PR #5589, opened 2026-07-29
dns-bind: update DNSBL RPZ support

bryanwieg:
**Important notices**

- Models used: GPT-5 (Codex)
- Extent of AI involvement: I handled the design and decisions. It assisted with investigation, implementation, testing, review, commits, and PR preparation.

---

## Summary

BIND DNSBL are unmaintained.

This PR adds selectable DNSBL sources to the BIND plugin. Selected sources are downloaded, normalized, and served through BIND's `blacklist.localdomain` response-policy zone (RPZ).

The source catalogue is shared with the existing Core/Unbound blocklist definitions, so both DNS services offer the same list selection.

## Behaviour

- DNSBL configuration has its own tab and supports the existing source shortcodes.
- Saving a selection runs a background refresh and provides persistent status that survives a page refresh, including per-list download progress and the final RPZ size.
- A successful refresh atomically replaces the generated RPZ include before BIND is reconfigured.
- The optional memory-guard commit monitors DNSBL loads and reloads. If available memory reaches the configured floor, it disables DNSBL in the saved configuration and restarts BIND without RPZ, keeping DNS available.

## Scope

This PR is intentionally limited to BIND DNSBL/RPZ support.

It contains two commits:

1. `dns-bind: refresh DNSBL RPZ from selected blocklists` adds the complete DNSBL feature.
2. `dns-bind: guard DNSBL startup memory` adds the memory guard and its recovery path. This commit is intentionally isolated and is open for discussion or removal if another upstream approach is preferred.

## Validation

- Tested running on OPNsense 26.1.11_6-amd64 CARP enabled.

## Related issue

None.


Monviech:
The Blocklist feature for Unbound was a major roadmap item that took multiple core developers weeks to finish and test properly.

I think the scope of such a feature is unfit for a community plugin to be honest.

As reference:
https://github.com/opnsense/core/pull/9301

bryanwieg:
It up to you all. This is designed to follow Unbound's path for obtaining the lists. As they were left unmaintained in BIND. But by no means do I know what is best. I will finish this commit since I already did 90% of the work, and leave the rest up to the maintainers.

The big concern I'll voice is not so much the lists themselves, or how they are integrated, but there are several scenario's that can cause OOM, hanging the entire instance:

1) loading too many, or too large lists
2) hitting save and refreshing too many times
3) If the list is set, it can still happen at next reboot when BIND attempts to load again.

The ram spike evidently only happens when the service is started and lists are initially loaded. After the list loads the named ram usage settles. So... it can be a sort of invisible failure.

Like I said, I'll finish it. It has been running here at home. But I trust the maintainers are much more versed than I.

Monviech:
The problem is that somebody has to own and maintain something like this for years.

This scope does not work as drive-by submission.

If it works for you, how about putting everything you did inside your own repo and offering it there? That way you own the maintenance and future issues if somebody uses it.

I don't want to sound dismissive. I know its very hard work to get things done. The issue here is different in nature, the maintainers are no gods xD

bryanwieg:
If other people find it useful, I'll see what I can do. I don't know how to self host opnsense plugins at the moment. If the interest is there, I will explore it.

bryanwieg:
{660D77EC-AAC8-4C62-854F-B70FBF792391}

bryanwieg:
I understand what you’re saying about it being maintainable. And I have several more features I’m adding.

If it truly what is preferred, I will attempt to fork the plugin.

bryanwieg:
The forked plugin is up here:
https://github.com/resolver-plugins/plugins

Thus far I am the only one using it. It works for me so far. If you try and find problems, just post an issue and I will see what I can do.

Issue #5597, opened 2026-08-03
[os-cloudflared] Token form validation appears too restrictive: valid tokens yield validation errors


csedm:
**Important notices**
Before you add a new report, we ask you kindly to acknowledge the following:

- [ x] I have read the contributing guide lines at https://github.com/opnsense/plugins/blob/master/CONTRIBUTING.md
- [ x] I have searched the existing issues, open and closed, and I'm convinced that mine is new.
- [ x] The title contains the plugin to which this issue belongs

**Describe the bug**
Found some low hanging fruit! When trying to configure the token on the Services -> Cloudflare Tunnel -> Settings, I receive a validation error stating what types of characters are permitted. The standard token provided by the Cloudflare dashboard (same as cloudflared tunnel run ...) includes an equal sign at the end, which fails the validation. Removing the equal sign allows it to pass, but the service is unable to start since the token is incorrect. Looking at the related UI regex filter, it appears to exclude the equal sign from permitted characters. 

```
% grep -A5 -i token /usr/local/opnsense/mvc/app/models/OPNsense/Cloudflared/Cloudflared.xml
            <token type="TextField">
                <Required>Y</Required>
                <Mask>/^[a-zA-Z0-9\._\-]+$/</Mask>
                <ValidationMessage>Token may only contain letters, digits, dots, underscores and hyphens.</ValidationMessage>
            </token>
            <protocol type="OptionField">
                <Default>auto</Default>
                <Required>Y</Required>
                <OptionValues>
                    <auto/>
```

I believe the current version of the above template appears here:
https://github.com/opnsense/plugins/blob/58122057b043781b899d9fcccddd96113d910d69/net/cloudflared/src/opnsense/mvc/app/models/OPNsense/Cloudflared/Cloudflared.xml#L13

Now when I add the equal sign to the regex manually, the UI accepts my token and runs the service successfully without issue according to the log and verified against my cloudflare dashboard. 

** Additional details **
- Plugin version: 1.1
- Web URL: /ui/cloudflared/
- OPNsense version 26.7.1_1-amd64

**To Reproduce**
See above.

**Expected behavior**
I expect the UI to accept the token provided to me from the Cloudflare dashboard when adding a tunnel connector given it is meant to be used by the plugin. 

**Screenshots**
<img width="1190" height="444" alt="Image" src="https://github.com/user-attachments/assets/99c8a78b-e22f-4801-81c4-dc91a240b43a" />
(token mangled for display)

**Relevant log files**
[...]

PR #5598, opened 2026-08-03
[os-cloudflared] Correct UI token entry text field validation mask

csedm:
### Correct UI token entry text field validation mask to include equal signs which are standardly present in Cloudflare tunnel tokens

**Important notices**

- Model used: N/A
- Extent of AI involvement: none

---

**Describe the problem**

Valid cloudflared tunnel tokens from the dashboard cannot be entered under the current UI text field validation mask.

---

Add the equal sign to the hash as a valid character, allowing valid tokens to be entered. Update validation error message to include the equal sign.

---

**Related issue**

#5597

**Additional notes**
It's worth mentioning I'm not 100% positive this is the correct and complete fix since so it ought to be validated by someone who knows this project better than I do. It looks sufficiently correct to me based on examination of similar files on my own OPNsense system and successful testing of the fix.

### DIFF
--- a/net/cloudflared/Makefile
+++ b/net/cloudflared/Makefile
@@ -1,5 +1,5 @@
 PLUGIN_NAME=		cloudflared
-PLUGIN_VERSION=		1.1
+PLUGIN_VERSION=		1.2
 PLUGIN_COMMENT=		Cloudflare Tunnel integration
 PLUGIN_MAINTAINER=	rick+github@insanityinside.net
 PLUGIN_DEPENDS=		cloudflared
--- a/net/cloudflared/Makefile
+++ b/net/cloudflared/Makefile
@@ -1,5 +1,6 @@
 PLUGIN_NAME=		cloudflared
-PLUGIN_VERSION=		1.2
+PLUGIN_VERSION=		1.1
+PLUGIN_REVISION=	1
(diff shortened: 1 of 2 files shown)


Monviech:
@insanityinside fyi

insanityinside:
Will double check the validation logic, in case I've missed anything else.

insanityinside:
I missed the = from the Base64 encoding validation for the token. Looks good to me, @csedm please bump the version in the Makefile to 1.2 before it gets merged.

csedm:
Done, thank you!

net/cloudflared/Makefile
```diff
@@ -1,5 +1,5 @@
 PLUGIN_NAME=		cloudflared
-PLUGIN_VERSION=		1.1
+PLUGIN_VERSION=		1.2
```
Monviech: Leave this on 1.1 and add a revision instead as its just a little fix.

```suggestion
PLUGIN_VERSION=		1.1
PLUGIN_REVISION=	1
```

insanityinside: TIL 👍 

@csedm Would you do the honours please? Sorry about that, bad instructions on my part, learned something new myself there.

Monviech:
Merged, thanks :)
....................
**Required work:**
Extract each entry in full and write it down exactly.

**Answer below:**
PR #5589, opened 2026-07-29
dns-bind: update DNSBL RPZ support

bryanwieg:
**Important notices**

- Models used: GPT-5 (Codex)
- Extent of AI involvement: I handled the design and decisions. It assisted with investigation, implementation, testing, review, commits, and PR preparation.

---

## Summary

BIND DNSBL are unmaintained.

This PR adds selectable DNSBL sources to the BIND plugin. Selected sources are downloaded, normalized, and served through BIND's `blacklist.localdomain` response-policy zone (RPZ).

The source catalogue is shared with the existing Core/Unbound blocklist definitions, so both DNS services offer the same list selection.

## Behaviour

- DNSBL configuration has its own tab and supports the existing source shortcodes.
- Saving a selection runs a background refresh and provides persistent status that survives a page refresh, including per-list download progress and the final RPZ size.
- A successful refresh atomically replaces the generated RPZ include before BIND is reconfigured.
- The optional memory-guard commit monitors DNSBL loads and reloads. If available memory reaches the configured floor, it disables DNSBL in the saved configuration and restarts BIND without RPZ, keeping DNS available.

## Scope

This PR is intentionally limited to BIND DNSBL/RPZ support.

It contains two commits:

1. `dns-bind: refresh DNSBL RPZ from selected blocklists` adds the complete DNSBL feature.
2. `dns-bind: guard DNSBL startup memory` adds the memory guard and its recovery path. This commit is intentionally isolated and is open for discussion or removal if another upstream approach is preferred.

## Validation

- Tested running on OPNsense 26.1.11_6-amd64 CARP enabled.

## Related issue

None.


Monviech:
The Blocklist feature for Unbound was a major roadmap item that took multiple core developers weeks to finish and test properly.

I think the scope of such a feature is unfit for a community plugin to be honest.

As reference:
https://github.com/opnsense/core/pull/9301

bryanwieg:
It up to you all. This is designed to follow Unbound's path for obtaining the lists. As they were left unmaintained in BIND. But by no means do I know what is best. I will finish this commit since I already did 90% of the work, and leave the rest up to the maintainers.

The big concern I'll voice is not so much the lists themselves, or how they are integrated, but there are several scenario's that can cause OOM, hanging the entire instance:

1) loading too many, or too large lists
2) hitting save and refreshing too many times
3) If the list is set, it can still happen at next reboot when BIND attempts to load again.

The ram spike evidently only happens when the service is started and lists are initially loaded. After the list loads the named ram usage settles. So... it can be a sort of invisible failure.

Like I said, I'll finish it. It has been running here at home. But I trust the maintainers are much more versed than I.

Monviech:
The problem is that somebody has to own and maintain something like this for years.

This scope does not work as drive-by submission.

If it works for you, how about putting everything you did inside your own repo and offering it there? That way you own the maintenance and future issues if somebody uses it.

I don't want to sound dismissive. I know its very hard work to get things done. The issue here is different in nature, the maintainers are no gods xD

bryanwieg:
If other people find it useful, I'll see what I can do. I don't know how to self host opnsense plugins at the moment. If the interest is there, I will explore it.

bryanwieg:
{660D77EC-AAC8-4C62-854F-B70FBF792391}

bryanwieg:
I understand what you’re saying about it being maintainable. And I have several more features I’m adding.

If it truly what is preferred, I will attempt to fork the plugin.

bryanwieg:
The forked plugin is up here:
https://github.com/resolver-plugins/plugins

Thus far I am the only one using it. It works for me so far. If you try and find problems, just post an issue and I will see what I can do.

Issue #5597, opened 2026-08-03
[os-cloudflared] Token form validation appears too restrictive: valid tokens yield validation errors


csedm:
**Important notices**
Before you add a new report, we ask you kindly to acknowledge the following:

- [ x] I have read the contributing guide lines at https://github.com/opnsense/plugins/blob/master/CONTRIBUTING.md
- [ x] I have searched the existing issues, open and closed, and I'm convinced that mine is new.
- [ x] The title contains the plugin to which this issue belongs

**Describe the bug**
Found some low hanging fruit! When trying to configure the token on the Services -> Cloudflare Tunnel -> Settings, I receive a validation error stating what types of characters are permitted. The standard token provided by the Cloudflare dashboard (same as cloudflared tunnel run ...) includes an equal sign at the end, which fails the validation. Removing the equal sign allows it to pass, but the service is unable to start since the token is incorrect. Looking at the related UI regex filter, it appears to exclude the equal sign from permitted characters. 

```
% grep -A5 -i token /usr/local/opnsense/mvc/app/models/OPNsense/Cloudflared/Cloudflared.xml
            <token type="TextField">
                <Required>Y</Required>
                <Mask>/^[a-zA-Z0-9\._\-]+$/</Mask>
                <ValidationMessage>Token may only contain letters, digits, dots, underscores and hyphens.</ValidationMessage>
            </token>
            <protocol type="OptionField">
                <Default>auto</Default>
                <Required>Y</Required>
                <OptionValues>
                    <auto/>
```

I believe the current version of the above template appears here:
https://github.com/opnsense/plugins/blob/58122057b043781b899d9fcccddd96113d910d69/net/cloudflared/src/opnsense/mvc/app/models/OPNsense/Cloudflared/Cloudflared.xml#L13

Now when I add the equal sign to the regex manually, the UI accepts my token and runs the service successfully without issue according to the log and verified against my cloudflare dashboard. 

** Additional details **
- Plugin version: 1.1
- Web URL: /ui/cloudflared/
- OPNsense version 26.7.1_1-amd64

**To Reproduce**
See above.

**Expected behavior**
I expect the UI to accept the token provided to me from the Cloudflare dashboard when adding a tunnel connector given it is meant to be used by the plugin. 

**Screenshots**
<img width="1190" height="444" alt="Image" src="https://github.com/user-attachments/assets/99c8a78b-e22f-4801-81c4-dc91a240b43a" />
(token mangled for display)

**Relevant log files**
[...]

PR #5598, opened 2026-08-03
[os-cloudflared] Correct UI token entry text field validation mask

csedm:
### Correct UI token entry text field validation mask to include equal signs which are standardly present in Cloudflare tunnel tokens

**Important notices**

- Model used: N/A
- Extent of AI involvement: none

---

**Describe the problem**

Valid cloudflared tunnel tokens from the dashboard cannot be entered under the current UI text field validation mask.

---

Add the equal sign to the hash as a valid character, allowing valid tokens to be entered. Update validation error message to include the equal sign.

---

**Related issue**

#5597

**Additional notes**
It's worth mentioning I'm not 100% positive this is the correct and complete fix since so it ought to be validated by someone who knows this project better than I do. It looks sufficiently correct to me based on examination of similar files on my own OPNsense system and successful testing of the fix.

### DIFF
--- a/net/cloudflared/Makefile
+++ b/net/cloudflared/Makefile
@@ -1,5 +1,5 @@
 PLUGIN_NAME=		cloudflared
-PLUGIN_VERSION=		1.1
+PLUGIN_VERSION=		1.2
 PLUGIN_COMMENT=		Cloudflare Tunnel integration
 PLUGIN_MAINTAINER=	rick+github@insanityinside.net
 PLUGIN_DEPENDS=		cloudflared
--- a/net/cloudflared/Makefile
+++ b/net/cloudflared/Makefile
@@ -1,5 +1,6 @@
 PLUGIN_NAME=		cloudflared
-PLUGIN_VERSION=		1.2
+PLUGIN_VERSION=		1.1
+PLUGIN_REVISION=	1
(diff shortened: 1 of 2 files shown)


Monviech:
@insanityinside fyi

insanityinside:
Will double check the validation logic, in case I've missed anything else.

insanityinside:
I missed the = from the Base64 encoding validation for the token. Looks good to me, @csedm please bump the version in the Makefile to 1.2 before it gets merged.

csedm:
Done, thank you!

net/cloudflared/Makefile
```diff
@@ -1,5 +1,5 @@
 PLUGIN_NAME=		cloudflared
-PLUGIN_VERSION=		1.1
+PLUGIN_VERSION=		1.2
```
Monviech: Leave this on 1.1 and add a revision instead as its just a little fix.

```suggestion
PLUGIN_VERSION=		1.1
PLUGIN_REVISION=	1
```

insanityinside: TIL 👍 

@csedm Would you do the honours please? Sorry about that, bad instructions on my part, learned something new myself there.

Monviech:
Merged, thanks :)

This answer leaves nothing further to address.